---------- Provided data ----------

Issue #1728, opened 2021-08-25
Notifications - Homepage Sign Up Component 


kathyccheng:
As a user
I want to be able to sign up to receive notifications 
So that I know when I should come back to check the site for things to apply to 

**Acceptance Criteria**
* When I'm on the homepage, I'll see a sign up section with a call to action
* When I click Sign Up, I'll be taken to the Granicus sign up page: https://public.govdelivery.com/accounts/CAALAME/signup/29386

**Notes**
* Use our sign up component 
* Sign Up goes to Granicus page to be built by Alameda County + Granicus team 
* This seems like a good first jurisdiction setting so we'll want to add a new table, new relationship for jurisdictions to features (feature flags). Feature flag table and a relationship between features and jurisdiction. 
* We can check for the value from the jurisdiction, if there have 2 columns, if not 1 

**Designs**
![image.png](https://images.zenhubusercontent.com/5f0361f3c34cb3aabaf096f2/406f8e36-1240-41f8-ac95-f0fc3642c1b1)
https://www.figma.com/file/i3IAkbjv4nVPKg1d1E1g1d/bloom-accounts?node-id=333%3A2420

emilyjablonski:
I'm curious how to handle this in core. Will every single jurisdiction have this sign up component and it should always exist? Should it be toggled on via an env variable or a feature flag? Where should we be storing the URL to the sign up if it's on a jurisdiction level?

kathyccheng:
@seanmalbert can you take a look at my notes above and clean that up?

emilyjablonski:
May not be able to QA this on the dev environment since this is a jurisdiction setting, will update back

slowbot:
We'll need to update the icons used here. Will try and locate matching SVGs for each

Font Awesome
https://fontawesome.com/v6.0/icons/house?s=thin
https://fontawesome.com/v6.0/icons/envelope?s=thin

Thin
https://drive.google.com/file/d/0B_JSwOwJ90FTQTBKQlBPdFVhMWc/view?usp=sharing&resourcekey=0-xLSKeGryZThe99KjWr7KSA
https://drive.google.com/file/d/0B_JSwOwJ90FTQ2tpR2ZRTDcwZnc/view?usp=sharing&resourcekey=0-5OacHM5NtxFF2CY5DgIU2Q

emilyjablonski:
Sounds good, we don't currently have these in ui-components I can add them from the Figma link. What is the second "thin" link for?

[...]

PR #1802, opened 2021-09-08
1728/notifications

emilyjablonski:
# Pull Request Template

## Issue

Addresses #1728 

## Description

If a jurisdiction has the notificationsSignUpURL field set, the home page will display a second action block with the sign up link. The migration sets the value for Alameda to be the current sign-up link.

## Type of change

Load up the homepage with the jurisdiction ENV variable set to Alameda and to anything but Alameda to see both states.

## Checklist:

### DIFF
--- a/backend/core/src/jurisdictions/jurisdictions.controller.ts
+++ b/backend/core/src/jurisdictions/jurisdictions.controller.ts
@@ -11,7 +11,7 @@ import {
   ValidationPipe,
 } from "@nestjs/common"
 import { ApiBearerAuth, ApiOperation, ApiTags } from "@nestjs/swagger"
-import { DefaultAuthGuard } from "../auth/guards/default.guard"
+import { OptionalAuthGuard } from "../auth/guards/optional-auth.guard"
 import { AuthzGuard } from "../auth/guards/authz.guard"
 import { ResourceType } from "../auth/decorators/resource-type.decorator"
 import { mapTo } from "../shared/mapTo"
@@ -27,7 +27,7 @@ import {
 @ApiTags("jurisdictions")
 @ApiBearerAuth()
 @ResourceType("jurisdiction")
-@UseGuards(DefaultAuthGuard, AuthzGuard)
+@UseGuards(OptionalAuthGuard, AuthzGuard)
 @UsePipes(new ValidationPipe(defaultValidationPipeOptions))
 export class JurisdictionsController {
   constructor(private readonly jurisdictionsService: JurisdictionsService) {}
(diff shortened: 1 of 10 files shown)


emilyjablonski:
@seanmalbert Here is what I mentioned in standup today. The two issues I have/see now are (1) Getting a 401 on the jurisdictions service and (2) Feels weird to fetch all the jurisdictions, to find our current one, to find the sign-up URL

seanmalbert:
> @seanmalbert Here is what I mentioned in standup today. The two issues I have/see now are (1) Getting a 401 on the jurisdictions service and (2) Feels weird to fetch all the jurisdictions, to find our current one, to find the sign-up URL

1. This shouldn't be the case since anonymous users should be able to read from jurisdictions according to what's in the auth policy in the backend `backend/core/src/auth/authz_policy.csv`, so there's probably a name mismatch
2. I agree. process.env.jurisdictionName should be available in public, assuming you have `JURISDICTION_NAME` set in your .env file. I think we can create a new endpoint for getting a jurisdiction by name. See the jurisdiction controller for how get by id is setup as a reference.

seanmalbert:
@emilyjablonski , I updated jurisdictions to use the optional auth guard so we can now read jurisdictions with an anonymous user. You should now be unblocked on that.

backend/core/src/jurisdictions/jurisdictions.controller.ts
```diff
@@ -50,12 +50,12 @@ export class JurisdictionsController {
     return mapTo(JurisdictionDto, await this.jurisdictionsService.update(jurisdiction))
   }
 
-  @Get(`:jurisdictionId`)
-  @ApiOperation({ summary: "Get jurisdiction by id", operationId: "retrieve" })
-  async retrieve(@Param("jurisdictionId") jurisdictionId: string): Promise<JurisdictionDto> {
+  @Get(`:jurisdictionName`)
```
pbn4, line 53: I would like to keep `GET /jurisidctions/:id` endpoint because it's a REST API convention and most endpoints follow it.  `name` search you need here could be implemented through `list()` endpoint. Please add optional query param to `list and do such filtering there. Frontend then should receive and parse a single element array as a response.

pbn4 (changes requested):

backend/core/src/jurisdictions/jurisdictions.controller.ts
seanmalbert: @pbn4 ,
It makes sense to keep that endpoint, but I don't like using list for this either, since we're only expecting one to return (name column has been set to unique), so having another route like `jurisdictions/byName/:name` makes sense to me.

backend/core/test/jurisdictions/jurisdictions.e2e-spec.ts
```diff
@@ -71,4 +71,31 @@ describe("Jurisdictions", () => {
...
+      .expect(201)
+    expect(res.body).toHaveProperty("id")
+    expect(res.body).toHaveProperty("createdAt")
+    expect(res.body).toHaveProperty("updatedAt")
+    expect(res.body).toHaveProperty("name")
+    expect(res.body.name).toBe("test2")
+
+    const getById = await supertest(app.getHttpServer())
+      .get(`/jurisdictions/byName/${res.body.name}`)
+      .set(...setAuthorization(adminAccesstoken))
```
seanmalbert, line 89: We should be able to get this without the token now. Same with the existing gets above.

seanmalbert (approved):
Looks good! Can you update the e2e tests so that the get requests don't have the admin token, since they should be accessible by an anonymous user.

backend/core/test/jurisdictions/jurisdictions.e2e-spec.ts
emilyjablonski: updated 👍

----------

Beginning with the first line and ending with the last, restate the data word for word.

Issue #1728, opened 2021-08-25
Notifications - Homepage Sign Up Component 


kathyccheng:
As a user
I want to be able to sign up to receive notifications 
So that I know when I should come back to check the site for things to apply to 

**Acceptance Criteria**
* When I'm on the homepage, I'll see a sign up section with a call to action
* When I click Sign Up, I'll be taken to the Granicus sign up page: https://public.govdelivery.com/accounts/CAALAME/signup/29386

**Notes**
* Use our sign up component 
* Sign Up goes to Granicus page to be built by Alameda County + Granicus team 
* This seems like a good first jurisdiction setting so we'll want to add a new table, new relationship for jurisdictions to features (feature flags). Feature flag table and a relationship between features and jurisdiction. 
* We can check for the value from the jurisdiction, if there have 2 columns, if not 1 

**Designs**
![image.png](https://images.zenhubusercontent.com/5f0361f3c34cb3aabaf096f2/406f8e36-1240-41f8-ac95-f0fc3642c1b1)
https://www.figma.com/file/i3IAkbjv4nVPKg1d1E1g1d/bloom-accounts?node-id=333%3A2420

emilyjablonski:
I'm curious how to handle this in core. Will every single jurisdiction have this sign up component and it should always exist? Should it be toggled on via an env variable or a feature flag? Where should we be storing the URL to the sign up if it's on a jurisdiction level?

kathyccheng:
@seanmalbert can you take a look at my notes above and clean that up?

emilyjablonski:
May not be able to QA this on the dev environment since this is a jurisdiction setting, will update back

slowbot:
We'll need to update the icons used here. Will try and locate matching SVGs for each

Font Awesome
https://fontawesome.com/v6.0/icons/house?s=thin
https://fontawesome.com/v6.0/icons/envelope?s=thin

Thin
https://drive.google.com/file/d/0B_JSwOwJ90FTQTBKQlBPdFVhMWc/view?usp=sharing&resourcekey=0-xLSKeGryZThe99KjWr7KSA
https://drive.google.com/file/d/0B_JSwOwJ90FTQ2tpR2ZRTDcwZnc/view?usp=sharing&resourcekey=0-5OacHM5NtxFF2CY5DgIU2Q

emilyjablonski:
Sounds good, we don't currently have these in ui-components I can add them from the Figma link. What is the second "thin" link for?

[...]

PR #1802, opened 2021-09-08
1728/notifications

emilyjablonski:
# Pull Request Template

## Issue

Addresses #1728 

## Description

If a jurisdiction has the notificationsSignUpURL field set, the home page will display a second action block with the sign up link. The migration sets the value for Alameda to be the current sign-up link.

## Type of change

Load up the homepage with the jurisdiction ENV variable set to Alameda and to anything but Alameda to see both states.

## Checklist:

### DIFF
--- a/backend/core/src/jurisdictions/jurisdictions.controller.ts
+++ b/backend/core/src/jurisdictions/jurisdictions.controller.ts
@@ -11,7 +11,7 @@ import {
   ValidationPipe,
 } from "@nestjs/common"
 import { ApiBearerAuth, ApiOperation, ApiTags } from "@nestjs/swagger"
-import { DefaultAuthGuard } from "../auth/guards/default.guard"
+import { OptionalAuthGuard } from "../auth/guards/optional-auth.guard"
 import { AuthzGuard } from "../auth/guards/authz.guard"
 import { ResourceType } from "../auth/decorators/resource-type.decorator"
 import { mapTo } from "../shared/mapTo"
@@ -27,7 +27,7 @@ import {
 @ApiTags("jurisdictions")
 @ApiBearerAuth()
 @ResourceType("jurisdiction")
-@UseGuards(DefaultAuthGuard, AuthzGuard)
+@UseGuards(OptionalAuthGuard, AuthzGuard)
 @UsePipes(new ValidationPipe(defaultValidationPipeOptions))
 export class JurisdictionsController {
   constructor(private readonly jurisdictionsService: JurisdictionsService) {}
(diff shortened: 1 of 10 files shown)


emilyjablonski:
@seanmalbert Here is what I mentioned in standup today. The two issues I have/see now are (1) Getting a 401 on the jurisdictions service and (2) Feels weird to fetch all the jurisdictions, to find our current one, to find the sign-up URL

seanmalbert:
> @seanmalbert Here is what I mentioned in standup today. The two issues I have/see now are (1) Getting a 401 on the jurisdictions service and (2) Feels weird to fetch all the jurisdictions, to find our current one, to find the sign-up URL

1. This shouldn't be the case since anonymous users should be able to read from jurisdictions according to what's in the auth policy in the backend `backend/core/src/auth/authz_policy.csv`, so there's probably a name mismatch
2. I agree. process.env.jurisdictionName should be available in public, assuming you have `JURISDICTION_NAME` set in your .env file. I think we can create a new endpoint for getting a jurisdiction by name. See the jurisdiction controller for how get by id is setup as a reference.

seanmalbert:
@emilyjablonski , I updated jurisdictions to use the optional auth guard so we can now read jurisdictions with an anonymous user. You should now be unblocked on that.

backend/core/src/jurisdictions/jurisdictions.controller.ts
```diff
@@ -50,12 +50,12 @@ export class JurisdictionsController {
     return mapTo(JurisdictionDto, await this.jurisdictionsService.update(jurisdiction))
   }
 
-  @Get(`:jurisdictionId`)
-  @ApiOperation({ summary: "Get jurisdiction by id", operationId: "retrieve" })
-  async retrieve(@Param("jurisdictionId") jurisdictionId: string): Promise<JurisdictionDto> {
+  @Get(`:jurisdictionName`)
```
pbn4, line 53: I would like to keep `GET /jurisidctions/:id` endpoint because it's a REST API convention and most endpoints follow it.  `name` search you need here could be implemented through `list()` endpoint. Please add optional query param to `list and do such filtering there. Frontend then should receive and parse a single element array as a response.

pbn4 (changes requested):

backend/core/src/jurisdictions/jurisdictions.controller.ts
seanmalbert: @pbn4 ,
It makes sense to keep that endpoint, but I don't like using list for this either, since we're only expecting one to return (name column has been set to unique), so having another route like `jurisdictions/byName/:name` makes sense to me.

backend/core/test/jurisdictions/jurisdictions.e2e-spec.ts
```diff
@@ -71,4 +71,31 @@ describe("Jurisdictions", () => {
...
+      .expect(201)
+    expect(res.body).toHaveProperty("id")
+    expect(res.body).toHaveProperty("createdAt")
+    expect(res.body).toHaveProperty("updatedAt")
+    expect(res.body).toHaveProperty("name")
+    expect(res.body.name).toBe("test2")
+
+    const getById = await supertest(app.getHttpServer())
+      .get(`/jurisdictions/byName/${res.body.name}`)
+      .set(...setAuthorization(adminAccesstoken))
```
seanmalbert, line 89: We should be able to get this without the token now. Same with the existing gets above.

seanmalbert (approved):
Looks good! Can you update the e2e tests so that the get requests don't have the admin token, since they should be accessible by an anonymous user.

backend/core/test/jurisdictions/jurisdictions.e2e-spec.ts
emilyjablonski: updated 👍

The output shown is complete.